Work to complete: Copy out all lines of the material below in which "users" occurs.

Information supplied:
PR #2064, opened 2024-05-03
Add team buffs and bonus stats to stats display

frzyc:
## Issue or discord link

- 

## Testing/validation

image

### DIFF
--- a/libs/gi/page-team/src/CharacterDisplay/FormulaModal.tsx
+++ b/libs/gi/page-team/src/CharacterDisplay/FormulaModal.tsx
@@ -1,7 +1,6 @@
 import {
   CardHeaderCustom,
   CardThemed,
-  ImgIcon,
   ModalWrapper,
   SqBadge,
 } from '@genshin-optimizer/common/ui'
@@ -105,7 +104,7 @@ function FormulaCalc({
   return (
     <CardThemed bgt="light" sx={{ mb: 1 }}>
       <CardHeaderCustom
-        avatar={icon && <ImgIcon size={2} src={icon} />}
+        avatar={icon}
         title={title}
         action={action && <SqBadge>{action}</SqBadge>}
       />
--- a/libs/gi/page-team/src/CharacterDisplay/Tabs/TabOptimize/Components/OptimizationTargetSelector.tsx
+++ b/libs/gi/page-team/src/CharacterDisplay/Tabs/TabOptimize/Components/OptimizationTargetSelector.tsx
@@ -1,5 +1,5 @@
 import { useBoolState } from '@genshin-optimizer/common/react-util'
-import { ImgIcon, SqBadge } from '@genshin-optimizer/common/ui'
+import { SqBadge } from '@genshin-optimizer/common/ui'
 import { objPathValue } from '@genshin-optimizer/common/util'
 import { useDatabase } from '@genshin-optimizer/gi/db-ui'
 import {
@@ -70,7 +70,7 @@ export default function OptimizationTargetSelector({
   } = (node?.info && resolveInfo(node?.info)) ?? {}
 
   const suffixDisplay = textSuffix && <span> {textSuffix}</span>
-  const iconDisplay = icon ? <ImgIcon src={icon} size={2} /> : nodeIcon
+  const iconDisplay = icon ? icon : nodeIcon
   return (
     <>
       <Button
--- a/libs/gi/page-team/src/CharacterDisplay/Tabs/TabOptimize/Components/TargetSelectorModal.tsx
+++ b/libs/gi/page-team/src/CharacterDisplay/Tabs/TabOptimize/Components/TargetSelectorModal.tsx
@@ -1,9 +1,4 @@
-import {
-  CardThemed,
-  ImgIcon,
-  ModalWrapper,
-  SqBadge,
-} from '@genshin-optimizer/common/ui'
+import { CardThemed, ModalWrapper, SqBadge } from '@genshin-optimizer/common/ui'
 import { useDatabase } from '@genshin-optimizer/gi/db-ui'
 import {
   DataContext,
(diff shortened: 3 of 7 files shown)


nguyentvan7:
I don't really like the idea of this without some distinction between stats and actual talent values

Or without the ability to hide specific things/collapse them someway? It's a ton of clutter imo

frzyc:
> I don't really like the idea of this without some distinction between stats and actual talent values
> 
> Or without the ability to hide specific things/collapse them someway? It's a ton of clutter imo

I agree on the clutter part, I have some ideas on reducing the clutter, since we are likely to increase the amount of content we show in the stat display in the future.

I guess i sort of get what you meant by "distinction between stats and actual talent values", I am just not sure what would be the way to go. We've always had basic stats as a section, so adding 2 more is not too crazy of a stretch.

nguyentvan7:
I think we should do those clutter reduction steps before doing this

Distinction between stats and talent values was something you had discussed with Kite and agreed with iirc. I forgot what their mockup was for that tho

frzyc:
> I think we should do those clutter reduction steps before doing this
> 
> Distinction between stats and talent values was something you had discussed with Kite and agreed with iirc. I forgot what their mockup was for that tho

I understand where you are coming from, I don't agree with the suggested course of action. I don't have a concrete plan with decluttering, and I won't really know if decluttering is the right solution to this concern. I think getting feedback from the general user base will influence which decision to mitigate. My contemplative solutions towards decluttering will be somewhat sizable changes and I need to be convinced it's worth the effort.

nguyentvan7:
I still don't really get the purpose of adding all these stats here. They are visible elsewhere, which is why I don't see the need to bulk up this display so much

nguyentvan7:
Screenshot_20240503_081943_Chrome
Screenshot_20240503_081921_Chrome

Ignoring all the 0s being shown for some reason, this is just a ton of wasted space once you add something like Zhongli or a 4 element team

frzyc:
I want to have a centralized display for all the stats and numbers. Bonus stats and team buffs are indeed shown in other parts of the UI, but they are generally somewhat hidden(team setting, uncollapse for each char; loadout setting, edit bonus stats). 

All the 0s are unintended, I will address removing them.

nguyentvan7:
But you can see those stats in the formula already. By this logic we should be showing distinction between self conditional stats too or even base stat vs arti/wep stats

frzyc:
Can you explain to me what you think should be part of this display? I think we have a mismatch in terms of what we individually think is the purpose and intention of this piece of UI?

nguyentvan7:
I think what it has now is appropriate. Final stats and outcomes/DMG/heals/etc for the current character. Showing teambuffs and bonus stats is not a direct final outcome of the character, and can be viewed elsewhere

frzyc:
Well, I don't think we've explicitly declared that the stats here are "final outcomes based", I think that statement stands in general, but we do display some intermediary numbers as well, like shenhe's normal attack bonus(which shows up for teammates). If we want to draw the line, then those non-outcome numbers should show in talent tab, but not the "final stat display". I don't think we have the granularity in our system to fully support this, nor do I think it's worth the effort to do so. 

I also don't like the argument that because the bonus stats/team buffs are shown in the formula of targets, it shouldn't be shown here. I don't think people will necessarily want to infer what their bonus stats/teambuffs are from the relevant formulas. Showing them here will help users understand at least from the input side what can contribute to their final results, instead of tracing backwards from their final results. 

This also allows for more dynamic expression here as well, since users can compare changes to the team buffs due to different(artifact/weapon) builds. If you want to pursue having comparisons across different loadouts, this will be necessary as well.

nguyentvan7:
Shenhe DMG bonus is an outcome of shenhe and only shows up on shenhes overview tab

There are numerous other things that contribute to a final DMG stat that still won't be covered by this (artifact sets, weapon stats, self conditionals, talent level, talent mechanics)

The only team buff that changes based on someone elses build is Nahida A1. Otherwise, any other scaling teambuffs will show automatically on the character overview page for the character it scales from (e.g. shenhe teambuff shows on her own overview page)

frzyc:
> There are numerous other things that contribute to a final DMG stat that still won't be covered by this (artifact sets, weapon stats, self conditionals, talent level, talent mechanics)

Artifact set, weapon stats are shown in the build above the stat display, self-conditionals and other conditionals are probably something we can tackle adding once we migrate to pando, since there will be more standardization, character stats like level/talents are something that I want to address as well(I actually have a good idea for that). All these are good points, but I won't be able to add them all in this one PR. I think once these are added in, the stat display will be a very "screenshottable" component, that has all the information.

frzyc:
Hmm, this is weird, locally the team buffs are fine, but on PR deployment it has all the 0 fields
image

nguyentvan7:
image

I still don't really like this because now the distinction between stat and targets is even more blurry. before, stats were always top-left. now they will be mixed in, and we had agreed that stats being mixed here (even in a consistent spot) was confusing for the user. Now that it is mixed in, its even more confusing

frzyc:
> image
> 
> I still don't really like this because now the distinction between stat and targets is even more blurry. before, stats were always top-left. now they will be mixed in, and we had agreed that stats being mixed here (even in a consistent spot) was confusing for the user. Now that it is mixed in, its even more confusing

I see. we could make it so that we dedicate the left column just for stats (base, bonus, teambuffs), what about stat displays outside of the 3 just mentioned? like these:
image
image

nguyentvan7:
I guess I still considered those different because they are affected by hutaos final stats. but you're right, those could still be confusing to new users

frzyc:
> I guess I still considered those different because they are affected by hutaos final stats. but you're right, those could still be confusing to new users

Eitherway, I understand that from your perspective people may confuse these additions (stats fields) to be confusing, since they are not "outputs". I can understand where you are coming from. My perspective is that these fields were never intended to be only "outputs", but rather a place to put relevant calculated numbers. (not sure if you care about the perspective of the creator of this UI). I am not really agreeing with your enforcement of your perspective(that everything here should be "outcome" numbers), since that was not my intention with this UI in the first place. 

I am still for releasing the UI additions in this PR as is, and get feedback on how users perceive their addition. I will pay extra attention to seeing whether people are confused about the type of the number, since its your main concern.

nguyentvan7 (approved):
...
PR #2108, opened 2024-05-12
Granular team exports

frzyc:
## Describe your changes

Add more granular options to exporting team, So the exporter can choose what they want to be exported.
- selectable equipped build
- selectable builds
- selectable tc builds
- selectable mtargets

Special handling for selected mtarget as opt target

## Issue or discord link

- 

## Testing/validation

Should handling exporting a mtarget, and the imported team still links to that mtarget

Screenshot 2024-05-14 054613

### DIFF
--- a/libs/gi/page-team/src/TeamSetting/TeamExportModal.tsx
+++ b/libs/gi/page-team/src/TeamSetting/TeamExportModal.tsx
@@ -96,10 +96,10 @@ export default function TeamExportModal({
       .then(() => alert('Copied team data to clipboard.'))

Answer below:
I also don't like the argument that because the bonus stats/team buffs are shown in the formula of targets, it shouldn't be shown here. I don't think people will necessarily want to infer what their bonus stats/teambuffs are from the relevant formulas. Showing them here will help users understand at least from the input side what can contribute to their final results, instead of tracing backwards from their final results. 
This also allows for more dynamic expression here as well, since users can compare changes to the team buffs due to different(artifact/weapon) builds. If you want to pursue having comparisons across different loadouts, this will be necessary as well.
I guess I still considered those different because they are affected by hutaos final stats. but you're right, those could still be confusing to new users
> I guess I still considered those different because they are affected by hutaos final stats. but you're right, those could still be confusing to new users
I am still for releasing the UI additions in this PR as is, and get feedback on how users perceive their addition. I will pay extra attention to seeing whether people are confused about the type of the number, since its your main concern.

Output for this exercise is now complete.